Потом он задумался: а не приспособить ли Соболька для шелушения шишек? Подбросил кедровую шишку в воздух, лоно супруги раскрылось, как зев, готовое принять расшеперенный плод, и тут с небес с диким воем слетел насмерть перепуганный Шаргай. Светясь, как сброшенный недрогнувшей братской рукой Яшила Сагана метеорит, он влетел в раскрытый зев, и бесплодная Булган понесла. Шаргай рухнул не один, вместе с ним рухнули хитроумные планы Сотона стать ханом после естественной смерти брата.
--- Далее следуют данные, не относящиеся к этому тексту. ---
PR #470, opened 2022-05-06
Include translation for chart title

### LINKED ISSUE #469: Layer title in time-series chart isn't translated
Sorry, just noticed this after we merged the feature. The layer title which is displayed in the chart isn't using the translated text. To replicate, use Mozambique on master, change to Portuguese, and choose 10-day rainfall layer. Then click on an admin area. See screenshot below.

Screen Shot 2022-05-05 at 17 33 05

JorgeMartinezG:
closes #469 

image


wadhwamatic (approved):
Looks good, and works as expected. Thanks for the quick fix

PR #471, opened 2022-05-06
Map labels issue

PysarenkoDS-BWT:


PysarenkoDS-BWT:
Layers under Labels

src/components/MapView/Layers/ImpactLayer/index.tsx
```diff
@@ -95,7 +95,7 @@ const ImpactLayer = ({ classes, layer }: ComponentProps) => {
 
   return (
     <GeoJSONLayer
-      before={`layer-${boundaryId}-line`}
+      before={before || `layer-${boundaryId}-line`}
```
ericboucher, line 98: Technically this should not be needed, since `layer-${boundaryId}-line` will be below the labels, so if this layer is below it, it will also be below the layers

ericboucher: And doing this might actually shuffle the existing order for other layers

ericboucher (commented):
Great start!

I think that we can only add the before=firstSymbol for BoundaryLayers. So maybe we could centralize some of the logic in the `BoundaryLayer` function? What do you think?

src/components/MapView/Layers/ImpactLayer/index.tsx
PysarenkoDS-BWT: Yep, I fix it

src/components/MapView/index.tsx
```diff
@@ -409,6 +413,8 @@ function MapView({ classes }: MapViewProps) {
   // Saves a reference to base MapboxGL Map object in case child layers need access beyond the React wrappers.
   // Jump map to center here instead of map initial state to prevent map re-centering on layer changes
   const saveAndJumpMap = (map: Map) => {
+    const { layers } = map.getStyle();
+    setFirstSymbolId(layers?.find(layer => layer.type === 'symbol')?.id);
```
ericboucher, line 417: Let's add a small comment to explain what we are doing here

wadhwamatic:
Looks like we haven't handled the 'run analysis' output layer, and 'exposure analysis' layer. See screenshots below.
> Run analysis:
Screen Shot 2022-05-09 at 15 42 59

> Exposure analysis:
Screen Shot 2022-05-09 at 15 45 04

PysarenkoDS-BWT:
Add comment how you ask
Fix AnalysisLayer

вт, 10 мая 2022 г. в 01:47, Amit Wadhwa ***@***.***>:

ericboucher (approved):

PR #483, opened 2022-05-29
Issue 150/automated surge

tdlinh2712:


.circleci/config.yml
```diff
@@ -1,6 +1,9 @@
 version: 2.1
+on:
+  pull_request:
+
 jobs:
-  build_frontend:
+  build_frontend_and_deploy:
```
ericboucher, line 6: while we are at it, let's splt this into:

- `frontend_tests` with test and lint
- `forntend_build_and_deploy`

do the same split for the api

thanks :)

package.json
```diff
@@ -17,6 +17,7 @@
     "start": "cross-env EXTEND_ESLINT=true react-scripts start",
     "analyze": "yarn build && npx source-map-explorer 'build/static/js/*.js'",
     "build": "cross-env EXTEND_ESLINT=true react-scripts build",
+    "surge": "surge --project ./build --domain \"prism-frontend.surge.sh\"",
```
ericboucher, line 20: rename this surge_deploy maybe?

tdlinh2712:
@ericboucher I managed to make the automated surge deploy link in the format prism-{pr sha1}.surge.sh since environment variable PR_NAME only available for forked PR. Any idea to set the country name automatically based on branch name?

Reference for available env variables in circleci: https://circleci.com/docs/2.0/env-vars/

ericboucher:
@tdlinh2712 the automated deploy needs to write a comment in this PR, similar to what we are doing for Ovio.

It might be easier to do this using GitHub actions. Then you will be able to grab PR labels more easily as well

PR #63, opened 2026-02-09
fix render inconsistencies

MatVeiQaaa:
First of all, DxLib has a bug with F variants of draw methods, where with certain input values it would incorrectly apply the UV, effectively shifting SRC coordinate by one pixel to the left, or up. This bug can be observed both in LR2 and OpenLR2 (LN body sometimes detaching from head and tail, gauge having gaps which are not supposed to be there, etc). It looks slightly different between LR2 and OpenLR2 because LR2 version of DxLib had another bug with position logic, which was fixed by the version we use in OpenLR2. You can see the comment about it in DxLib.h next to DX_DRAWFLOATCOORDTYPE_DIRECT3D9 define.

Using integer variants of draw methods instead of F variants, besides solving the problem with SRC coordinate shift, yields much better render consistency, textures have sharper edges and look much closer to their source image. Both in LR2 and previously in OpenLR2 you can observe a ton of render imperfections if you look closely and compare it to the source images, as well as some jitter in moving objects.

Please try this first and see if there are any downsides to this method. I don't think i noticed any.

### DIFF
--- a/LR2/LR2_skindraw.cpp
+++ b/LR2/LR2_skindraw.cpp
@@ -840,17 +840,17 @@ int LRDrawImg(int *grHandle, DSTdraw *dstD) {
 		vec4.y = y2 - ry;
 		VectorRotationZ(&vec4, &vec4, rad);
 		if (dstD->h != 0.0 && dstD->w != 0.0 && dstD->time >= 0) {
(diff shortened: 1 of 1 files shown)


MatVeiQaaa:
\+ 0.5f on input values is needed because the values are downcasted from float to int, by truncating the values. + 0.5f makes the values round to closest integer after truncation.

GOMazk:
sry for late. I tried it and cannot notice any difference in gameplay(default skin). even if there are any trouble, too subtle to notice I think. I'll merge it

PR #64, opened 2026-02-11
feat: add nowplaying.json with current scene

chown2:
This allows achieving scene switching functionality in OBS by using a plugin, and the play scene also has metadata included allowing achieving nowplaying.txt functionality by using an additional external script. Not sure if the play scene metadata is actually any useful though.


MatVeiQaaa (approved):

GOMazk (approved):
lgtm, thanks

К великой радости Чоны и величайшему огорчению Сотона, через три месяца у ханши (так её стали называть, когда разглядели безобразно раздутый живот, а полковника звать ханом пока не решались) родился безобразно сопливый младенец. Первенца назвали Джору.

Старший брат торжественно поклялся перед немилостивыми к нему небесами извести поганца. Не знал он воли богов, потому и пытался пойти поперёк. Проще всего было бы сопляка просто зарезать, но – увы! Кабы потребовалось уничтожить младенца ли, зрелого мужа либо дряхлого старика в любой другой точке планеты, другом времени или измерении, ничто не смогло бы остановить бывшего подсотника. Но он-то находился именно в Мундарге, где собрались такие следопыты (Сотон знал их не понаслышке!), которые сумели бы отыскать следы и восстановить ход преступления по одной песчинке на подошве сапога и одной пылинке перхоти, уроненной вслед. Ну нельзя было зарезать Джору – хоть плачь, хоть слёзы прячь!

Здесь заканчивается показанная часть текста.